Extracted data entries
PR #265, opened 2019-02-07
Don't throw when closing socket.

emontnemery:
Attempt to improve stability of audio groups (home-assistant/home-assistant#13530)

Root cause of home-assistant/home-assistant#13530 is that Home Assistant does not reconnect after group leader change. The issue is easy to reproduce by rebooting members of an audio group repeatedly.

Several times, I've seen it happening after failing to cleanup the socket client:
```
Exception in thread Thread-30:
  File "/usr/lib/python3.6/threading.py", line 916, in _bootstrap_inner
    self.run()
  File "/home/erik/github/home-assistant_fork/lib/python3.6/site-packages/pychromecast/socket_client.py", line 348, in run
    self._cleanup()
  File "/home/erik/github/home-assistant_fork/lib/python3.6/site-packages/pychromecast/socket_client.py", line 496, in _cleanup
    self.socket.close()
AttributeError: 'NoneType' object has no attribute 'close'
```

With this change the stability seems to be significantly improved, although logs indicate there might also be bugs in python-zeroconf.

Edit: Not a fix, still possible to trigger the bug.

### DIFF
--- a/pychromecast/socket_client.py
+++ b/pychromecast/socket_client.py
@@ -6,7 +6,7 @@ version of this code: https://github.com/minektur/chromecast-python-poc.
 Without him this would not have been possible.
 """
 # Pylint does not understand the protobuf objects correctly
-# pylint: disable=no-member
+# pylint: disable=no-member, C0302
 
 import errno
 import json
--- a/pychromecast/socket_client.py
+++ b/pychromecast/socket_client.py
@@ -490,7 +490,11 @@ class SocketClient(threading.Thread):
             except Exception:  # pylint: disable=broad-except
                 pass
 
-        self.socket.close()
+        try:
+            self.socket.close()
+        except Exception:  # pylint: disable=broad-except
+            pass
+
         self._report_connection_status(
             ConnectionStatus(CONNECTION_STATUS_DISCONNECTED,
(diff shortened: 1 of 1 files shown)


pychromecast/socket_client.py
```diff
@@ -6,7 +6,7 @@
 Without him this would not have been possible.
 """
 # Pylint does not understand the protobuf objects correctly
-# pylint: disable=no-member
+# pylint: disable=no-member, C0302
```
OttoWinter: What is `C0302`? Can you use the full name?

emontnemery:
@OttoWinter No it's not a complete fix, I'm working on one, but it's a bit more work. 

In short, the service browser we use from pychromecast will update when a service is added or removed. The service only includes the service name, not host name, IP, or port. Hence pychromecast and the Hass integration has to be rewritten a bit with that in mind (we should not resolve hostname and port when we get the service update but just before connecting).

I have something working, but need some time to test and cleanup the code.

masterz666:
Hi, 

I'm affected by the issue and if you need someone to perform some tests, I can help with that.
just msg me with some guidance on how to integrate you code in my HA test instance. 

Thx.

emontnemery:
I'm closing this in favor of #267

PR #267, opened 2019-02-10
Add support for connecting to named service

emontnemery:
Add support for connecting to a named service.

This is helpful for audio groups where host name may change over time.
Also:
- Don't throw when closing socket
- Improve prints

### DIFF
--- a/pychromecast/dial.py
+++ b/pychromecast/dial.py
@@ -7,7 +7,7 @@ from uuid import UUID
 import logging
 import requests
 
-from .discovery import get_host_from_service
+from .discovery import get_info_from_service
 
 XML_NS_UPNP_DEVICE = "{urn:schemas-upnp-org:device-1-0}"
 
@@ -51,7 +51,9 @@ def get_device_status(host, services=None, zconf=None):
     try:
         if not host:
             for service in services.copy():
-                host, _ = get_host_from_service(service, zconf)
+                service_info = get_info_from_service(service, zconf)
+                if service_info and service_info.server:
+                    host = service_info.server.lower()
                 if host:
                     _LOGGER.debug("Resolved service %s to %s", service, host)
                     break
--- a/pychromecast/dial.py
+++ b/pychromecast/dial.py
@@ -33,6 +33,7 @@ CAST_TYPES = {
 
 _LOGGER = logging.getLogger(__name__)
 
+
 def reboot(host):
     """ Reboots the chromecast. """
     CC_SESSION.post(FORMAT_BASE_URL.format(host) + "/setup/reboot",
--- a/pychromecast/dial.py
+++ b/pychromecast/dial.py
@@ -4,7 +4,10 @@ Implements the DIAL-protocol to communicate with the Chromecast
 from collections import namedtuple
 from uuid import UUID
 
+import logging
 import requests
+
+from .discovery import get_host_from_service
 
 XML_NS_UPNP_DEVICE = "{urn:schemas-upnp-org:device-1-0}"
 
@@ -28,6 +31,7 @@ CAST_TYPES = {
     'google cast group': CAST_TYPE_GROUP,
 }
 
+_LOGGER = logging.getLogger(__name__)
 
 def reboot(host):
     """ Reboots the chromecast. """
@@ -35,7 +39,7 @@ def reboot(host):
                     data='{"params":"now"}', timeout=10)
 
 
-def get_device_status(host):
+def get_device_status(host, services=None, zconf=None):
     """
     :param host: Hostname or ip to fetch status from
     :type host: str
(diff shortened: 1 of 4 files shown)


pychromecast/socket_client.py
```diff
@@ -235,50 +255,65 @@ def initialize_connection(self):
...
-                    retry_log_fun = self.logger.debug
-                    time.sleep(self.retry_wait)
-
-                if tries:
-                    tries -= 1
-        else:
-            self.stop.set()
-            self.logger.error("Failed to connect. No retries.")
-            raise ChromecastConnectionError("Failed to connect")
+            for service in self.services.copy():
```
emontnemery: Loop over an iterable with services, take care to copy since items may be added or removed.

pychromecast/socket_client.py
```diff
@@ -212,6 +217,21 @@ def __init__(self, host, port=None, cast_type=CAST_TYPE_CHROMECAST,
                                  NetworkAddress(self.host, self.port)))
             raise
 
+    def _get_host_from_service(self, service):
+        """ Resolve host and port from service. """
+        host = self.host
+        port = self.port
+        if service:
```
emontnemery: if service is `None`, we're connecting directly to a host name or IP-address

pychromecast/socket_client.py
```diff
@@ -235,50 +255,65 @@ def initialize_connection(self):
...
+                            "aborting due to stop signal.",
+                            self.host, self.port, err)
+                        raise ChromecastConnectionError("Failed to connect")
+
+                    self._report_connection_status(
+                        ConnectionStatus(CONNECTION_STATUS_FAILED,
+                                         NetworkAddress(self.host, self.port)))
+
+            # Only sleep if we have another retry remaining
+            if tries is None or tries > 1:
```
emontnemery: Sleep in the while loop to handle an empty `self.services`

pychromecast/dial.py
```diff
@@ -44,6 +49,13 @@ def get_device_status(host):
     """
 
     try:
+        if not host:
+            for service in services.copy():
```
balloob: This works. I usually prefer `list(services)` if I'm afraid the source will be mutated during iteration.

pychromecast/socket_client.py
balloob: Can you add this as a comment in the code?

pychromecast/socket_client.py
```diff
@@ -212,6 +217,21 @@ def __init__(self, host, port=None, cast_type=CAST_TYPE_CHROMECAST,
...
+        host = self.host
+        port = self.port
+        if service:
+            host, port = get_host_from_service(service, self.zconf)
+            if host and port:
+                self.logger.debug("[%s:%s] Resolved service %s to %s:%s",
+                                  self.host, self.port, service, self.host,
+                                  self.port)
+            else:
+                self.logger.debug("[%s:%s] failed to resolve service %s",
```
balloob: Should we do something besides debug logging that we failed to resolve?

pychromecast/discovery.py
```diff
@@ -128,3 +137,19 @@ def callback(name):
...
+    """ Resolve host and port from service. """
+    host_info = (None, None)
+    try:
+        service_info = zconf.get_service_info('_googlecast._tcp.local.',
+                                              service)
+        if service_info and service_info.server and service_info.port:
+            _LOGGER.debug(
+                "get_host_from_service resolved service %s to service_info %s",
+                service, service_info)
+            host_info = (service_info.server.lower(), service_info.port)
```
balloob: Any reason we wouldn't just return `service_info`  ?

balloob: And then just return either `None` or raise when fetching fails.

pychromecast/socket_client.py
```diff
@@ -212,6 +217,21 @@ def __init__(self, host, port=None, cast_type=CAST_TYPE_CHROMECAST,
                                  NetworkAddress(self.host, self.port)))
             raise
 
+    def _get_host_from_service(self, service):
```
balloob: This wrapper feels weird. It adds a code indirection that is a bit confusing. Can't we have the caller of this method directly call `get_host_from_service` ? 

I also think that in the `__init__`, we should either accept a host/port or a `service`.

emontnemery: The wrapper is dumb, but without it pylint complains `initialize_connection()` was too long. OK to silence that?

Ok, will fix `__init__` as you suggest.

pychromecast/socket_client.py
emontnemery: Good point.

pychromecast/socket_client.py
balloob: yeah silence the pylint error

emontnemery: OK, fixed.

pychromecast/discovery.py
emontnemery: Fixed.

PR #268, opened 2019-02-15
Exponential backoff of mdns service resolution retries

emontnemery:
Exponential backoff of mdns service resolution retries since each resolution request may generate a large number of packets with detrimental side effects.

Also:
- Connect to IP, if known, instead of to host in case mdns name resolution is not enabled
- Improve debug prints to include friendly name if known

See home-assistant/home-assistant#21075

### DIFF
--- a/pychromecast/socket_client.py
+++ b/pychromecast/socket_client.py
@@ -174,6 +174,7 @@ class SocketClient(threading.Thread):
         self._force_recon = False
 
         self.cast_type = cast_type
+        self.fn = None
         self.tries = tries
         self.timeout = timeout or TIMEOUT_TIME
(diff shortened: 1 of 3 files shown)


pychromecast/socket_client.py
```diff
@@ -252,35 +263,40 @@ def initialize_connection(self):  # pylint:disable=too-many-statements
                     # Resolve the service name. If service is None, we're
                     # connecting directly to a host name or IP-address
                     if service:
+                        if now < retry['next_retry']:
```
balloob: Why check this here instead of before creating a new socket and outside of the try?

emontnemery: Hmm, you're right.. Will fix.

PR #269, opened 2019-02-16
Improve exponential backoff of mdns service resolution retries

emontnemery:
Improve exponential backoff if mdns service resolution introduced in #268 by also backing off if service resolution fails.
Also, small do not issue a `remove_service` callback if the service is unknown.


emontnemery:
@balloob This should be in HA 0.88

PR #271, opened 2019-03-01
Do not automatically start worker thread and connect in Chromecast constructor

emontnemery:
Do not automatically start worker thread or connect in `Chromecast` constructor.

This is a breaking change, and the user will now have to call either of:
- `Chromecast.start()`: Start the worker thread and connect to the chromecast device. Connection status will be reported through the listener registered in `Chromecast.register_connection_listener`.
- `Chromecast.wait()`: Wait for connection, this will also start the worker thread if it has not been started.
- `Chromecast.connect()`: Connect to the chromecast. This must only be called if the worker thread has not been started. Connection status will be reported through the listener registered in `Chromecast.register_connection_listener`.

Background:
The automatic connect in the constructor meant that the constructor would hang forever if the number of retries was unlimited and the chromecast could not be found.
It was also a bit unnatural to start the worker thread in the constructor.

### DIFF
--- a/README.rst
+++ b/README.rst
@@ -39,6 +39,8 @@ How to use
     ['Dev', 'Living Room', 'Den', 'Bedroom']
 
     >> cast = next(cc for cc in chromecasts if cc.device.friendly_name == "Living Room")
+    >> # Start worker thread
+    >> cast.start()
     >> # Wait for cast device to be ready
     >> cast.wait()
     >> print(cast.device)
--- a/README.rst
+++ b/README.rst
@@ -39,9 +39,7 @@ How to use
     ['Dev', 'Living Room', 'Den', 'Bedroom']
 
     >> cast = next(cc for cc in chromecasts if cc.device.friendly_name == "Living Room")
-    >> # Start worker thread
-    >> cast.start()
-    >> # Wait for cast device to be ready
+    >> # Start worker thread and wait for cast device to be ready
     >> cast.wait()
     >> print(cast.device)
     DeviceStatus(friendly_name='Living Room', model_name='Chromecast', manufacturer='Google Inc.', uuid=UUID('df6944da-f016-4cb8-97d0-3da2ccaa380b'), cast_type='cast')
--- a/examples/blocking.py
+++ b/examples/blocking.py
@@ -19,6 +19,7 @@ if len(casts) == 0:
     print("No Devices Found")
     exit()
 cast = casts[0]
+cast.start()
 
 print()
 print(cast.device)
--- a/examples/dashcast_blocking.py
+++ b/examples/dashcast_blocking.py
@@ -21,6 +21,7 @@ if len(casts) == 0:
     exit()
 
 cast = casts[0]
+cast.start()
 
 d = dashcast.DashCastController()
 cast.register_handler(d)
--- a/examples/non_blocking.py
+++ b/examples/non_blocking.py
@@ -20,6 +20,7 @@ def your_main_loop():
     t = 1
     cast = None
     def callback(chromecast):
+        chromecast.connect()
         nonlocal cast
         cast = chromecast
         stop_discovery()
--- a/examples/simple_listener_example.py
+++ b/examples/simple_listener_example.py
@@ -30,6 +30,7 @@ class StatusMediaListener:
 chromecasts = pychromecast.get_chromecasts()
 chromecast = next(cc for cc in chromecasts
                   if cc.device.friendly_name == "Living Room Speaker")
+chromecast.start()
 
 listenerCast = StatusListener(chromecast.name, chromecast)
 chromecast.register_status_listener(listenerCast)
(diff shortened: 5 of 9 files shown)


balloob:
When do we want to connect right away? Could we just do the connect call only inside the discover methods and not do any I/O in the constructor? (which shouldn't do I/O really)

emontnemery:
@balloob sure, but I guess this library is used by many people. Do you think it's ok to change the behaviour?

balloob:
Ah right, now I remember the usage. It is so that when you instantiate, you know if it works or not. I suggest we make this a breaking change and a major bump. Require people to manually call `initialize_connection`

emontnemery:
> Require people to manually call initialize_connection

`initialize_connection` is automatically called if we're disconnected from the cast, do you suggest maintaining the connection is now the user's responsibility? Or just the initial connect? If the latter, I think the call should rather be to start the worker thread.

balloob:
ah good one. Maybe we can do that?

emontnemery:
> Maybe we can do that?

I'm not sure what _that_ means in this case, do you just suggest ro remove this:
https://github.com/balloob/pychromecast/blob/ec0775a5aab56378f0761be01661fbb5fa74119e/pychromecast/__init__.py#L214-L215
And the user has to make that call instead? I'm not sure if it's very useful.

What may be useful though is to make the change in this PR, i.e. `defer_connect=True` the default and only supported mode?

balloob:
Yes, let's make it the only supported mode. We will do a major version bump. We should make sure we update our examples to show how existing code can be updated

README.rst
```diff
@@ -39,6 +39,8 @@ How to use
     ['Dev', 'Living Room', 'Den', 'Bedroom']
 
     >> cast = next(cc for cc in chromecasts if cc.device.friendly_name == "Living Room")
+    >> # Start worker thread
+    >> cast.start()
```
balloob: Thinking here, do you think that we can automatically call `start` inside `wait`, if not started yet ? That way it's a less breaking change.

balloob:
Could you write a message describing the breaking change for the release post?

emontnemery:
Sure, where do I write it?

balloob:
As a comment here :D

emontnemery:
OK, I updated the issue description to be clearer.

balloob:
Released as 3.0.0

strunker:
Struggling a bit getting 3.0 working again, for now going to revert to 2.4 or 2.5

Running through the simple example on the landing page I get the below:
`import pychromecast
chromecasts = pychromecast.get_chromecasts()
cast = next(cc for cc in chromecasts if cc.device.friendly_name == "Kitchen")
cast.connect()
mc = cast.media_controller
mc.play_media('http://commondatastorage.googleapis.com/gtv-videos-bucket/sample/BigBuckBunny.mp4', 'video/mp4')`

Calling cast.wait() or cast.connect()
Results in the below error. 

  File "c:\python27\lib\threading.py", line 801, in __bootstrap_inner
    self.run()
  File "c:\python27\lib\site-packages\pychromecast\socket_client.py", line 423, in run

■ **DIRECTIONS**: Start at the first line of the data above. Stop after the line containing "Attempt to improve", reproducing each line exactly and adding nothing.

■ **RESULT FOR THIS TASK**:
PR #265, opened 2019-02-07
Don't throw when closing socket.

emontnemery:
Attempt to improve stability of audio groups (home-assistant/home-assistant#13530)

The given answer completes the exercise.